*** Block opens ***

Issue #419, opened 2021-08-12
Pass appropriate unwind value for examples extracted from the Rust books.


bdalrhm:
Several example configurations pass `--cbmc-args --unwind 0` to RMC. An unwind value of 0 is passed because, for some reason, Litani does not terminate/kill processes that reach the timeout value (10 seconds). Replace 0 with appropriate values when this issue gets fixed.

zhassan-aws:
@adpaco-aws is this issue still relevant?

PR #420, opened 2021-08-12
Extract examples from other books.

### LINKED ISSUE #385: Extract examples from The Nomicon and Unsafe Rust and display them in the dashboard.

bdalrhm:
### Description of changes: 

This PR adds support for extracting examples from 3 book in addition to The Rust Reference: The Rustonomicon, The Unstable Rust, and Rust by Example. With this PR, the number of examples we run jumps to 700 with 98 failing.

### Resolved issues:

Resolves #385

### Call-outs:

Several example configurations pass `--cbmc-args --unwind 0` to RMC (see #419).

### Testing:

* How is this change tested?
  * The dashboard program now extracts, runs, and displays the results of examples from the 3 books.
* Is this a refactor change?
  * To some degree. Several files were moved/renamed to account for the additional books.

### Checklist


Cargo.lock
```diff
@@ -2,6 +2,16 @@
 # It is not intended for manual editing.
 version = 3
 
+[[package]]
```
tedinski, line 5: Is this going to cause merge conflicts?

bdalrhm:
> Vague idea: If the timeout bug were fixed, could we (instead of having fragile props files) just have a sequence of possible flags to try? (e.g. try default, then try unwind 5, etc...)
> 
> Basically, trading away a little runtime for something that'd hopefully be more maintainable in the future. Just a thought.

That's a good idea. Most examples pass with an unwind value less than 5. So, it will help us reduce the number of props files. Though, we will still need them for outliers. I will run your idea by Adrian next week.

PR #422, opened 2021-08-12
Fix vtable size check for never

### LINKED ISSUE #421: Failed assertion: Correct CBMC vtable size for Never
With some combinations of traits and the `Never` type, the CBMC-time sanity check assert fails because you cannot take an object size of `void`. 

Breaking this into its own PR to land since it's coming up outside of drop work.

avanhatt:
### Description of changes: 

With some combinations of traits and the Never type, the CBMC-time sanity check assert fails because you cannot take an object size of void.

Breaking this into its own PR to land since it's coming up outside of drop work.

### Resolved issues:

Resolves #421

### Call-outs:

Working on getting a small example now, but a little difficulty since this happens in external crate code.

### Testing:

* How is this change tested?

Existing tests, working on minimal example.

* Is this a refactor change?

No.

### Checklist


compiler/rustc_codegen_llvm/src/gotoc/rvalue.rs
```diff
@@ -766,10 +766,17 @@ impl<'tcx> GotocCtx<'tcx> {
         // Insert a CBMC-time size check, roughly:
         //     <Ty> local_temp = nondet();
         //     assert(__CPROVER_OBJECT_SIZE(&local_temp) == vt_size);
-        let temp_var = self.gen_temp_variable(ty, Location::none()).to_expr();
+        let temp_var = self.gen_temp_variable(ty.clone(), Location::none()).to_expr();
         let decl = Stmt::decl(temp_var.clone(), None, Location::none());
-        let check = Expr::eq(Expr::object_size(temp_var.address_of()), vt_size.clone());
-        let assert_msg = format!("Correct CBMC vtable size for {:?}", operand_type.kind());
+        let cbmc_size = if ty.clone().is_empty() {
```
danielsn, line 771: This clone should be unneccessary

compiler/rustc_codegen_llvm/src/gotoc/rvalue.rs
```diff
@@ -766,10 +766,17 @@ impl<'tcx> GotocCtx<'tcx> {
...
+            // CBMC errors on passing a pointer to void to __CPROVER_OBJECT_SIZE, so just pass 0
```
danielsn, line 772: Are we guaranteed this is correct? Or is this a temporary hack?

avanhatt: Added an assert for the `Never` case and a link showing that we do know the size is 0. This way, will get a more detailed error if this fails again for a different type.

danielsn (approved):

*** Block closes ***

What the task requires: The data above must be restated word for word.

Problem solution:
Issue #419, opened 2021-08-12
Pass appropriate unwind value for examples extracted from the Rust books.


bdalrhm:
Several example configurations pass `--cbmc-args --unwind 0` to RMC. An unwind value of 0 is passed because, for some reason, Litani does not terminate/kill processes that reach the timeout value (10 seconds). Replace 0 with appropriate values when this issue gets fixed.

zhassan-aws:
@adpaco-aws is this issue still relevant?

PR #420, opened 2021-08-12
Extract examples from other books.

### LINKED ISSUE #385: Extract examples from The Nomicon and Unsafe Rust and display them in the dashboard.

bdalrhm:
### Description of changes: 

This PR adds support for extracting examples from 3 book in addition to The Rust Reference: The Rustonomicon, The Unstable Rust, and Rust by Example. With this PR, the number of examples we run jumps to 700 with 98 failing.

### Resolved issues:

Resolves #385

### Call-outs:

Several example configurations pass `--cbmc-args --unwind 0` to RMC (see #419).

### Testing:

* How is this change tested?
  * The dashboard program now extracts, runs, and displays the results of examples from the 3 books.
* Is this a refactor change?
  * To some degree. Several files were moved/renamed to account for the additional books.

### Checklist


Cargo.lock
```diff
@@ -2,6 +2,16 @@
 # It is not intended for manual editing.
 version = 3
 
+[[package]]
```
tedinski, line 5: Is this going to cause merge conflicts?

bdalrhm:
> Vague idea: If the timeout bug were fixed, could we (instead of having fragile props files) just have a sequence of possible flags to try? (e.g. try default, then try unwind 5, etc...)
> 
> Basically, trading away a little runtime for something that'd hopefully be more maintainable in the future. Just a thought.

That's a good idea. Most examples pass with an unwind value less than 5. So, it will help us reduce the number of props files. Though, we will still need them for outliers. I will run your idea by Adrian next week.

PR #422, opened 2021-08-12
Fix vtable size check for never

### LINKED ISSUE #421: Failed assertion: Correct CBMC vtable size for Never
With some combinations of traits and the `Never` type, the CBMC-time sanity check assert fails because you cannot take an object size of `void`. 

Breaking this into its own PR to land since it's coming up outside of drop work.

avanhatt:
### Description of changes: 

With some combinations of traits and the Never type, the CBMC-time sanity check assert fails because you cannot take an object size of void.

Breaking this into its own PR to land since it's coming up outside of drop work.

### Resolved issues:

Resolves #421

### Call-outs:

Working on getting a small example now, but a little difficulty since this happens in external crate code.

### Testing:

* How is this change tested?

Existing tests, working on minimal example.

* Is this a refactor change?

No.

### Checklist


compiler/rustc_codegen_llvm/src/gotoc/rvalue.rs
```diff
@@ -766,10 +766,17 @@ impl<'tcx> GotocCtx<'tcx> {
         // Insert a CBMC-time size check, roughly:
         //     <Ty> local_temp = nondet();
         //     assert(__CPROVER_OBJECT_SIZE(&local_temp) == vt_size);
-        let temp_var = self.gen_temp_variable(ty, Location::none()).to_expr();
+        let temp_var = self.gen_temp_variable(ty.clone(), Location::none()).to_expr();
         let decl = Stmt::decl(temp_var.clone(), None, Location::none());
-        let check = Expr::eq(Expr::object_size(temp_var.address_of()), vt_size.clone());
-        let assert_msg = format!("Correct CBMC vtable size for {:?}", operand_type.kind());
+        let cbmc_size = if ty.clone().is_empty() {
```
danielsn, line 771: This clone should be unneccessary

compiler/rustc_codegen_llvm/src/gotoc/rvalue.rs
```diff
@@ -766,10 +766,17 @@ impl<'tcx> GotocCtx<'tcx> {
...
+            // CBMC errors on passing a pointer to void to __CPROVER_OBJECT_SIZE, so just pass 0
```
danielsn, line 772: Are we guaranteed this is correct? Or is this a temporary hack?

avanhatt: Added an assert for the `Never` case and a link showing that we do know the size is 0. This way, will get a more detailed error if this fails again for a different type.

danielsn (approved):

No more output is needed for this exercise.